National fiddles while the country burns
David CUNLIFFE
Finance Spokesperson
11 May
2011
National fiddles while the country burns
Few prime ministerial economic speeches could be as less inspiring or more misleading than John Key’s today, says Labour’s Finance spokesperson David Cunliffe.
“It was uninspiring because it provided no new answers to the very deep economic problems that have dragged our economy down,” David Cunliffe said.
“It merely repeated the existing tired laundry list of gimmicks, borrowing and deregulation that will convince nobody that National has a coherent economic plan.
“And it was misleading because he indulged himself in inaccurate blame shifting on to the weather, the earthquakes, the GFC and the previous Government.”

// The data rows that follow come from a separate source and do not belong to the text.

PR #2469, opened 2019-04-16
LIE Mohr-Coulomb update preparations

endJunction:
Zero net change with a notable exception of forgotten push back call in LIE/HM model, which is required for the upcoming Mohr-Coulomb fracture model update.

Upcoming changes: https://github.com/endJunction/ogs/tree/LIEMohrCoulombUpdate


MaterialLib/SolidModels/CreateCreepBGRa.cpp
```diff
@@ -62,8 +62,11 @@ createCreepBGRa(
         //! \ogs_file_param_special{material__solid__constitutive_relation__CreepBGRa__q}
         config, "q", parameters, 1);
 
+    auto const& nonlinear_solver_config =
+        //! \ogs_file_param{material__fracture_model__constitutive_relation__CreepBGRa__nonlinear_solver}
```
TomFischer: Did not find the documentation (also for other cases, for instance Ehlers). Since the the path to the documentation is not similar to the documentation path given in Ehlers case (and others) I wonder if the path is correct.

PR #2470, opened 2019-04-17
[DE] Renamed Msh to Mesh in filenames

rinkk:
*No actual changes, just renaming files and classes starting with "Msh..." to "Mesh..." to be consistent with the rest of OGS. Also removed unused files.*


Applications/DataExplorer/DataView/MshEditDialog.h
```diff
@@ -1,83 +0,0 @@
-/**
```
TomFischer: Is it correct to remove the mesh edit dialog?

Applications/DataExplorer/DataView/MeshView.cpp
```diff
@@ -38,34 +38,34 @@
...
 
-MshView::~MshView() = default;
+MeshView::~MeshView() = default;
 
-void MshView::updateView()
+void MeshView::updateView()
 {
     setAlternatingRowColors(true);
-    setColumnWidth(0,125);
+    setColumnWidth(0,150);
```
TomFischer: Is this size change intended?

Applications/DataExplorer/DataView/MeshTabWidgetBase.ui
```diff
@@ -1,20 +1,29 @@
...
- <widget class="QWidget" name="MshTabWidgetBase">
+ <class>MeshTabWidgetBase</class>
+ <widget class="QWidget" name="MeshTabWidgetBase">
   <property name="geometry">
    <rect>
     <x>0</x>
     <y>0</y>
     <width>278</width>
-    <height>500</height>
+    <height>511</height>
```
TomFischer: Is this size change intended?

Applications/DataExplorer/DataView/MeshView.cpp
rinkk: :-/

It's from a different branch. Not sure how it slipped in there.  
It doesn't matter, though...

Applications/DataExplorer/DataView/MeshTabWidgetBase.ui
rinkk: No idea how this happened. Some Qt-Designer magic?  
It doesn't really matter because the actual size is derived from the Data Explorer window. I'll change it back anyway...

PR #2471, opened 2019-04-17
[PL] Don't output bulk mesh if not specified.

endJunction:
Only if the output meshes list is empty, write it.

As requested by @ErikNixdorf 

1. [ ] ~Feature description was added to the [changelog](https://github.com/ufz/ogs/wiki/Release-notes-6.2.1)~ (Not important)
2. [ ] ~Tests covering your feature were added?~ (Tested locally. CTest is difficult because it must test for absence of a file.)


endJunction:
So far one problem discovered: an explicitly mentioned bulk mesh for output is not written. Working on this.

PR #2474, opened 2019-04-24
BGR Benchmarks

JohannesHerfurth:
Mechanics and LiquidFlow-Benchmarks
Selection of Tests published from Benchmark-Books


ThieJan:
As agreed some time ago we test against numerical reference solutions we checked against the analytical solutions locally. Some of the tests show a quite high numerical error on the azure ogsci test (one of the benchmarks with absolute error of order 1e-5). 

Do you think this is ok and we can adjust the tolerances accordingly to make the tests pass?

endJunction:
On azure node it seems there is different architecture. I run into the same issue before (don't remember the PR), where I had to set stricter tolerances on the nonlinear solver: 1e-14 instead of 1e-5. This reduced the solutions' spread and tighter tolerances for the tests could be set.
Also keep in mind, that derived quantities, like sigma, have lower order of convergence...

ThieJan:
Ok, good hint, We will check these tolerances.

ThieJan:
Even with smaller tolerances for the nonlinear solver I get large differences on the azure node for some tests.

Is there a way to get the computation results for the failing tests to investigate further on these differences?

endJunction:
Azure CI looks good! The absolute maximum errors are around 1e-10.
Need some adjustments to the ctests now.

ThieJan:
Our newly introduced tests are running now sucessfully (some with relaxed tolerances).

The failed test should not be related to the changes. Maybe you could check/ trigger a test restart?

endJunction:
@JohannesHerfurth @ThieJan Squashed all commits into one. Dropped files in erroneously included `build/Tests/Data/` folder. Original branch preserved.

endJunction:
@bilke Jenkins could not connect again to some nodes, in case you want to take a look on this.
Merge otherwise.

PR #2479, opened 2019-04-29
Output only explicitly given meshes

endJunction:
Replacing the previous attempt https://github.com/ufz/ogs/pull/2471.

Only if the output meshes list is empty, write it.
As requested by @ErikNixdorf

Some refactorings included avoiding code duplication.

The bulk mesh output and the observation meshes outputs are identical now but for the pvd files. The pvd files need some refactorings before => another PR.

### DIFF
--- a/ProcessLib/Output/Output.h
+++ b/ProcessLib/Output/Output.h
@@ -90,6 +90,13 @@ private:
         MeshLib::IO::PVDFile pvd_file;
     };
 
+    struct OutputFile;
+    void outputBulkMesh(OutputFile const& output_file,
+                        ProcessData* const process_data,
+                        MeshLib::Mesh const& mesh,
+                        double const t) const;
+
+private:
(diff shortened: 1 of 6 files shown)


ProcessLib/Output/Output.h
```diff
@@ -119,7 +122,7 @@ class Output
     ProcessData* findProcessData(Process const& process, const int process_id);
 
     //! Determines if there should be output at the given \c timestep or \c t.
-    bool shallDoOutput(unsigned timestep, double const t);
+    bool shallDoOutput(int timestep, double const t);
```
TomFischer: Is there any reason the timestep isn't `const`?

endJunction: Two points: in the declaration the `const` can be omitted anyway (even recommended by google's style guide), and secondly it is also non-const in the function's definition where it is used as a local variable.

PR #2487, opened 2019-05-09
[HT] Use MPL for solid phase properties.

TomFischer:
Using MPL for solid phase properties needs also changes in the project files. For the benchmarks this is done in this PR.

2. [x] All HT-Tests were changed, except the decovalex test since these tests use mesh parameters that are not implemented yet in the MPL. As soon as we can use a parameter as MPL::Property we can reenable the tests.


endJunction:
@bilke Merge, when ready.

PR #2491, opened 2019-05-12
Check BC parameters domains

endJunction:
Sometimes it happens, that a used parameter is defined on a different mesh, then the mesh node/element ids do not point to the right entities. This is difficult to detect at runtime (you have to look into the results) and leads to difficult to find errors.

This implements an additional function to check the domains of definition, and adds an optional call to the test when the parameter is found.

### DIFF
--- a/ParameterLib/Utils.h
+++ b/ParameterLib/Utils.h
@@ -33,13 +33,15 @@ ParameterBase* findParameterByName(
 /// \param parameters list of parameters in which it will be searched
 /// \param num_components the number of components of the parameters or zero if
 /// any number is acceptable
+/// \param mesh an optional mesh pointer used for test whether the parameter is
+/// defined on the given mesh. No test is performed if the pointer is a nullptr.
 ///
 /// \see The documentation of the other findParameter() function.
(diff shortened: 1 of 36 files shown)


ParameterLib/Utils.h
```diff
@@ -68,6 +70,19 @@ Parameter<ParameterDataType>* findParameterOptional(
...
 
+    // Test the parameter's mesh only if there is a "test"-mesh provided.
+    if (mesh != nullptr)
+    {
+        if (auto const error = isDefinedOnSameMesh(*parameter, *mesh))
+        {
+            OGS_FATAL(
+                "The found parameter is not suitable for the use on the "
+                "required mesh.\n%s",
+                *error);
```
TomFischer: Is it correct that `*error` is a string? I thought it is necessary to use the `c_str()` method for output?

endJunction: That's right; in the message there is a `%s`, and `*error` is a string argument.

bilke:
@endJunction Jenkins re-ran successfully. See #2497 for the correct (default) compiler.

PR #2492, opened 2019-05-14
Extract surface with scalar arrays

rinkk:
Extended mesh surface extraction for both DataExplorer + CL-tool to also copy scalar arrays (both point- and cell-based). Currently only int and double arrays are transferred and tuple sizes > 1 are ignored.

1. [ x] Feature description was added to the [changelog](https://github.com/ufz/ogs/wiki/Release-notes-6.2.1)
2. [ x] Tests covering your feature were added?

### DIFF
--- a/MeshLib/MeshSurfaceExtraction.cpp
+++ b/MeshLib/MeshSurfaceExtraction.cpp
@@ -104,8 +104,23 @@ MeshLib::Mesh* MeshSurfaceExtraction::getMeshSurface(
 
     // create new elements vector with newly created nodes (and delete
     // temp-elements)
-    std::vector<MeshLib::Element*> new_elements =
-        createSfcElementVector(sfc_elements, sfc_nodes, node_id_map);
+    std::vector<MeshLib::Element*> new_elements;
+    try
+    {
+        new_elements =
+            createSfcElementVector(sfc_elements, sfc_nodes, node_id_map);
+    }
+    catch (std::runtime_error const& err)
+    {
+        ERR("MeshSurfaceExtraction; could not create new surface "
+            "elements:\n%s.",
+            err.what());
+        std::for_each(sfc_elements.begin(), sfc_elements.end(),
+                      [](MeshLib::Element* e) { delete e; });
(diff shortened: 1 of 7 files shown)


MeshLib/MeshSurfaceExtraction.cpp
```diff
@@ -348,4 +327,100 @@ std::vector<MeshLib::Node*> MeshSurfaceExtraction::getSurfaceNodes(
...
+            new_nodes[k] =
+                sfc_nodes[node_id_map[sfc_element->getNode(k)->getID()]];
+        }
+        if (sfc_element->getGeomType() == MeshElemType::TRIANGLE)
+        {
+            new_elements.push_back(new MeshLib::Tri(new_nodes));
+        }
+        else
+        {
+            assert(sfc_element->getGeomType() == MeshElemType::QUAD);
```
endJunction: make it a strict check with `OGS_FATAL`...

MeshLib/MeshSurfaceExtraction.cpp
```diff
@@ -378,21 +374,52 @@ bool MeshSurfaceExtraction::createSfcMeshProperties(
...
+                std::vector<double> sfc_prop;
+                sfc_prop.reserve(vec_size[i]);
+                for (auto bulk_id : id_map[i])
+                {
+                    sfc_prop.push_back(org_vec[bulk_id]);
+                }
+                MeshLib::addPropertyToMesh<double>(sfc_mesh, name, type[i], 1, sfc_prop);
+                vectors_copied++;
+            }
+            else if (properties.existsPropertyVector<int>(name, type[i], 1))
```
endJunction: Handling of `int`-properties looks identical to the handling of the `double`-properties.
Reducing the code duplication by extracting the code in a function would be great.

rinkk: :heavy_check_mark:

MeshLib/MeshSurfaceExtraction.cpp
rinkk: :heavy_check_mark:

David Cunliffe said Labour agrees that New Zealand’s debt levels and record fiscal deficit have reached serious levels and that substantial and structural reform is required to turn our economy around.
“But there was no indication from the Prime Minister of any such plan in today’s speech.
“To the contrary, the much-heralded KiwiSaver reforms amounted to only a vague warning that National would reduce the member tax credit, and reverse its own earlier move to reduce the default contribution rate,” David Cunliffe said.
“That is hardly the stuff of headlines and in no way will it be sufficient to address New Zealand’s yawning savings gap.”
David Cunliffe said Labour will carefully consider the revised Budget baselines and any new proposals from the Government before releasing its own economic policy packages.
“Labour’s plan will responsibly manage down net debt across the business cycle; will build a strong export economy with more good jobs; will help Kiwis to own their own future by building savings and protecting assets; and will provide immediate relief to mounting pressures on the cost of living.”